Vous vous interrogez sur les essais cliniques, voici les réponses à certaines questions que vous pouvez vous poser

Qu’est-ce qu’un essai clinique ? Pourquoi sont-ils nécessaires ? Comment y participer ? Autant de questions que vous pouvez vous poser en tant que patient. Pour vous permettre d’y voir plus clair, Bristol-Myers Squibb vous donne quelques éléments de réponse.

Qu’est-ce qu’un essai clinique ?

Un essai clinique est une recherche pratiquée sur l’Homme en vue du développement des connaissances biologiques ou médicales. Ils ont pour objectif, selon le cas, d’établir ou de vérifier certaines données pharmacocinétiques (étude du devenir du médicament dans l’organisme), pharmacodynamiques (étude du mécanisme d’action notamment) et thérapeutiques (étude de l’efficacité et de la sécurité d’emploi) d’un nouveau médicament ou d’une nouvelle façon d’utiliser un traitement connu.

Cette étape, indispensable dans le développement du médicament, est réalisée sur des sujets sains ou sur des patients. Elle intervient après les études menées in vitro (étude en laboratoire, dans des conditions artificielles) et chez l’animal (études précliniques).

Pourquoi les essais cliniques sont-ils nécessaires ?

Les essais cliniques sont essentiels pour faire progresser la médecine, car ils sont à l’origine de nouvelles façons de prévenir, de détecter ou de traiter les maladies. Ils permettent de mieux comprendre les pathologies, de mettre à disposition de nouveaux traitements, mais également de définir les populations de patients pour lesquelles ils sont le plus efficaces.

En moyenne, il faut tester près de 10 000 molécules, ce qui équivaut à une dizaine d’années de recherches, pour pouvoir mettre à disposition des patients un seul médicament.

Phase I, phase II, phase III : que signifie cette classification ?
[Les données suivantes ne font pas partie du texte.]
PR #1813, opened 2023-03-28
Refactor backup state handling in `backup_monitor.go` and `backup.go`

derekbit:
- Change the return type and add variable initialization in `syncBackupStatusFromEngineReplica` in `backup_monitor.go`
- Add error handling and update `currentBackupStatus` in `syncBackupStatusFromEngineReplica` in `backup_monitor.go`
- Add a new constant `backupStateStarting` in `backups. Go`
- Add a new backup state `Starting` in `backup. Go`

Depends on https://github.com/longhorn/backupstore/pull/117 and https://github.com/longhorn/longhorn-engine/pull/882
Longhorn/longhorn#5662


innobead:
@derekbit need to fix the conflict.

engineapi/backups.go
```diff
@@ -20,6 +20,7 @@ import (
 )
 
 const (
+	backupStateStarting   = "starting"
```
innobead, line 23: Can we just use these constants from https://github.com/longhorn/backupstore/commit/cc70e06e?

innobead (changes requested):
In general, LGTM.

However, please consolidate commits since some commit seems irrelevent like CRD update for share manager resource. 

After engine PR merged and the go dependencies updated, we can merge this PR.

engineapi/backups.go
derekbit: The introduction of `starting` state makes the incompatibility of the new `longhorn-manager` and the old `longhorn-engine`. So, checking the engine CLI/API version is necessary. Do we need to include the feature in v1.4.x? 
cc @innobead

innobead: Where is the incompatible part? I saw all changes are internally for backupstore lib.

innobead: For any incompatible change, as discussed before, no need, and be unsuitable for backport. 

cc @longhorn/dev

derekbit:
The purpose of the PR is to handle the side effect of `soft` mode.
In addition, the introduction of the `starting` state will break the compatibility of the new longhorn-manager and the old backupstore. So, bumping cli/api version and version check before doing a backup is necessary.
Should we backport `soft` mode to v1.4.2? Ref: https://github.com/longhorn/longhorn/issues/5628

cc @innobead

engineapi/backups.go
derekbit: https://github.com/longhorn/longhorn-manager/pull/1813#issuecomment-1531327304

innobead:
> The purpose of the PR is to handle the side effect of `soft` mode. In addition, the introduction of the `starting` state will break the compatibility of the new longhorn-manager and the old backupstore. So, bumping cli/api version and version check before doing a backup is necessary. Should we backport `soft` mode to v1.4.2? Ref: [longhorn/longhorn#5628](https://github.com/longhorn/longhorn/issues/5628)
> 
> cc @innobead

Then, we don't need to backport any incompatible change/fix.

derekbit:
> > The purpose of the PR is to handle the side effect of `soft` mode. In addition, the introduction of the `starting` state will break the compatibility of the new longhorn-manager and the old backupstore. So, bumping cli/api version and version check before doing a backup is necessary. Should we backport `soft` mode to v1.4.2? Ref: [longhorn/longhorn#5628](https://github.com/longhorn/longhorn/issues/5628)
> > cc @innobead
> 
> Then, we don't need to backport any incompatible change/fix.

OK, I will revert the `soft` mode codes in https://github.com/longhorn/backupstore/commits/v1.4.x

innobead:
Thanks @derekbit !

innobead:
@derekbit before reverting, let see the severity first.

What issue the soft mod is trying to fix? IIRC, it's about High cpu loading due to stuck nfs connection?

k8s/pkg/apis/longhorn/v1beta2/backup.go
```diff
@@ -7,6 +7,7 @@ type BackupState string
 const (
 	BackupStateNew        = BackupState("")
 	BackupStatePending    = BackupState("Pending")
+	BackupStateStarting   = BackupState("Starting")
```
innobead, line 10: This is not necessary, since we did not introduce this state from backup status anymore.

innobead (changes requested):

k8s/pkg/apis/longhorn/v1beta2/backup.go
derekbit: Removed. Thank you.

Pour obtenir une Autorisation de Mise sur le Marché (AMM), le développement clinique d’un médicament se déroule en 3 phases, qui correspondent chacune à type de test précis :

  • Phase I : essai clinique évaluant la sécurité d’un médicament expérimental sur un petit nombre de sujets sains ou de patients.
  • Phase II : essai clinique évaluant la posologie, la sécurité et l’efficacité d’un médicament expérimental sur un petit nombre de patients atteints par la pathologie étudiée.
  • Phase III : essai clinique évaluant la sécurité et l’efficacité d’un médicament expérimental sur un grand nombre de patients atteints par la pathologie étudiée. Ce sont des études à grande échelle qui sont, la plupart du temps, conduites sur plusieurs années. Sur la base des résultats obtenus après la phase III, le laboratoire pharmaceutique peut déposer un dossier de demande d’Autorisation de Mise sur le Marché (AMM) auprès des autorités de santé compétentes.
Quelle procédure le laboratoire doit-il suivre pour mettre en place un essai clinique ?
Avant de démarrer un essai clinique, le laboratoire pharmaceutique (appelé « promoteur ») doit obtenir un avis favorable du Comité de Protection des Personnes (CPP) et une autorisation de l’Agence Nationale de Sécurité du Médicament et des produits de santé (ANSM). L’essai est ensuite réalisé sous la conduite d'équipes de médecins (appelés investigateurs) compétentes, formées et expérimentées qui connaissent avec précision la maladie, les traitements existants et les conditions requises pour conduire une recherche.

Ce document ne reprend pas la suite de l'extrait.